I was tracking down something the other day that led me to the ACLU web site and it’s amazing how honest and good their purpose sounds. If one did not follow through and see what they do, their song sounds like music when in truth it is nothing but the siren call to commit political suicide as free people.
Freedom. Nice word. We want freedom. We lost our freedoms. We’re going to fight so that other people can be free if we don”t kill them in the process of liberating them. Illegal aliens have more rights in the USA than do legal citizens. Our leaders and do-gooders will go all out to protect lawbreakers who come to suck at the federal teats while telling the retired workers of America that their Social Security system is bankrupt. Social Security always has been bankrupt because it never was a lockbox, and yet while the government never has enough to secure any future for its own people, it can spend billions on buying favors around the world and paying off petty dictators for political favors.

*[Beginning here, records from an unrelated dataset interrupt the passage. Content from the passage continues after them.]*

PR #7075, opened 2025-01-21
[lexical-react]Feature : CharacterCountPlugin

### LINKED ISSUE #7063: Feature: Request for Adding useCharacterCount Hook
## Description

I have implemented a new `useCharacterCount` hook inspired by the existing `useCharacterLimit` functionality. This hook helps track the number of characters in real-time within text input fields or rich text editors.

Although `useCharacterLimit` and `useCharacterCount` are not typically used together, an issue arises when both hooks are used simultaneously, causing the following error:

```
ToolbarContext.tsx:100 Warning: Maximum update depth exceeded. This can happen when a component calls setState inside useEffect, but useEffect either doesn't have a dependency array, or one of the dependencies changes on every render.
I am currently facing difficulties resolving this issue and would appreciate help fixing it so that both hooks can work together. Also, I would like to ask whether it would be appropriate to submit a pull request for this.
```
You can find the implementation of the `useCharacterCount` hook [here](https://github.com/h1un/lexical/commit/843a8693562a709f3c58dfa8cdb105b1adcdf424).

## Impact

Text Input Validation: Track the number of characters a user types in real-time and display an alert when the character count exceeds a set limit.
Rich Text Editing: Track character count in a rich text editor as users type, which can be useful for applications like document editing.
Form Validation: Dynamically validate form inputs based on character count, ensuring the form is only submitted if the character count is within the allowed range.

I request that the `useCharacterCount` hook be improved to work seamlessly alongside `useCharacterLimit`, resolving the issue when both hooks are used together. Also, I would like to know if it would be appropriate to submit a pull request for [this](https://github.com/h1un/lexical/commit/843a8693562a709f3c58dfa8cdb105b1adcdf424).

h1un:
## Description
I have implemented a new `useCharacterCount` hook inspired by the existing `useCharacterLimit` functionality. This hook helps track the number of characters in real-time within text input fields or rich text editors.

Closes #7063

### DIFF
--- a/packages/lexical-playground/src/Editor.tsx
+++ b/packages/lexical-playground/src/Editor.tsx
@@ -7,6 +7,7 @@
  */
 
 import {AutoFocusPlugin} from '@lexical/react/LexicalAutoFocusPlugin';
+import {CharacterCountPlugin} from '@lexical/react/LexicalCharacterCountPlugin';
 import {CharacterLimitPlugin} from '@lexical/react/LexicalCharacterLimitPlugin';
 import {CheckListPlugin} from '@lexical/react/LexicalCheckListPlugin';
 import {ClearEditorPlugin} from '@lexical/react/LexicalClearEditorPlugin';
@@ -85,8 +86,10 @@ export default function Editor(): JSX.Element {
       isCollab,
       isAutocomplete,
       isMaxLength,
+      isCharCount,
       isCharLimit,
       hasLinkAttributes,
+      isCharCountUtf8,
       isCharLimitUtf8,
       isRichText,
       showTreeView,
@@ -256,6 +259,9 @@ export default function Editor(): JSX.Element {
             charset={isCharLimit ? 'UTF-16' : 'UTF-8'}
             maxLength={5}
           />
+        )}
+        {(isCharCount || isCharCountUtf8) && (
+          <CharacterCountPlugin charset={isCharCount ? 'UTF-16' : 'UTF-8'} />
         )}
         {isAutocomplete && <AutocompletePlugin />}
         <div>{showTableOfContents && <TableOfContentsPlugin />}</div>
--- a/packages/lexical-playground/src/index.css
+++ b/packages/lexical-playground/src/index.css
@@ -734,6 +734,16 @@ i.page-break,
   color: red;
 }
 
+.characters-count {
+  color: #888;
+  font-size: 12px;
+  text-align: right;
+  display: block;
+  position: absolute;
+  left: 55px;
+  bottom: 5px;
+}
+
 .dropdown {
   z-index: 100;
   display: block;
--- a/packages/lexical-react/src/LexicalCharacterCountPlugin.tsx
+++ b/packages/lexical-react/src/LexicalCharacterCountPlugin.tsx
@@ -17,12 +17,15 @@ function utf8Length(text: string) {
 
 export function CharacterCountPlugin({
   charset = 'UTF-16',
+  render = DefaultRenderer,
 }: {
   charset?: 'UTF-16' | 'UTF-8';
+  render?: (characterCount: number) => JSX.Element;
 }): JSX.Element {
   const [editor] = useLexicalComposerContext();
-  const characterCount = useCharacterCount(editor, {
-    strlen: (text: string) => {
+
+  const strlen = React.useMemo(() => {
+    return (text: string) => {
       if (charset === 'UTF-8') {
         return utf8Length(text);
       } else if (charset === 'UTF-16') {
@@ -30,8 +33,14 @@ export function CharacterCountPlugin({
       } else {
         throw new Error('Unrecognized charset');
       }
-    },
-  });
+    };
+  }, [charset]);
 
+  const characterCount = useCharacterCount(editor, {strlen});
+
+  return render(characterCount);
+}
+
+function DefaultRenderer(characterCount: number) {
   return <span className="characters-count">{characterCount}</span>;
 }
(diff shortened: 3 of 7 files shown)


packages/lexical-react/src/shared/useCharacterCount.ts
```diff
@@ -0,0 +1,49 @@
...
+
+  useEffect(() => {
+    // Check if OverflowNode is registered
+    if (!editor.hasNodes([OverflowNode])) {
+      invariant(
+        false,
+        'useCharacterCount: OverflowNode not registered on editor',
+      );
+    }
+  }, [editor]);
```
etrepum, line 33: Counting characters doesn't need OverflowNode

packages/lexical-react/src/LexicalCharacterCountPlugin.tsx
```diff
@@ -0,0 +1,37 @@
...
+    strlen: (text: string) => {
+      if (charset === 'UTF-8') {
+        return utf8Length(text);
+      } else if (charset === 'UTF-16') {
+        return text.length;
+      } else {
+        throw new Error('Unrecognized charset');
+      }
+    },
+  });
```
etrepum, line 34: This will cause the text content listener to be unregistered every time the editor changes because strlen changes causing the effect to re-fire every time. The options object or at least strlen should be computed with useMemo with this design.

packages/lexical-react/src/LexicalCharacterCountPlugin.tsx
```diff
@@ -0,0 +1,37 @@
...
+
+  return <span className="characters-count">{characterCount}</span>;
```
etrepum, line 36: It would be better to return `<>{characterCount}</>` so the tag and class are entirely up to the user, lexical generally doesn't have any hard-coded class names.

Real Americans want their freedoms back and government downsized so that it doesn”t eat up more and more of what Americans earn to support causes that Americans do not really support.
But first, our leaders have to secure our national security by sending the entire American military over to take Iraq. How does that play on the world scene? Be glad it isn”t a movie in which you have all your retirement savings because that dude isn”t going past the Third Street Bijou in ratings around the world.
Pity the traveling American who has to put up with the nonsense of homeland security mixed with political correctness, and shed a tear for the nearly-bankrupt airlines that will probably be federalized in a year or two.
And while we’re at it, shed a tear for the Americans who are trying to stave off the real invasion onto our soil. Our “melting pot” is now a boiling cauldron of combustible elements set to blow. Tolerance? We once had a lot more than we do now, along with a lot more civility. Yes we had a civil rights problem that was mishandled and we’re still paying for that outrage. But the dead of both sides owe nothing to the living in today”s society.
Somewhere in all this lies the truth … America is a mixture of the nostalgia of a better day and the frantic manias of the age of star wars and weird weaponry.
Only the people are dispensable in this saga. Bummer.
~ The Author ~
Dorothy Anne Seese was a child actress in Holywood, most well known for her role as ‘Phronsie Pepper‘ in the Five Little Peppers series of films. Later in life, she became a freelance political writer for Patch Work papers and a regular contributor for the first generation Federal Observer. At the time of the above post, Miss Seese had been retired after 25 years as a legal secretary/assistant and, prior to that, over 15 years as a business systems and procedures analyst. Her hobby was freelance writing. A native of Southern California, Dorothy A. Seese resided in Sun City, Arizona until her death in December of 2015 of cancer.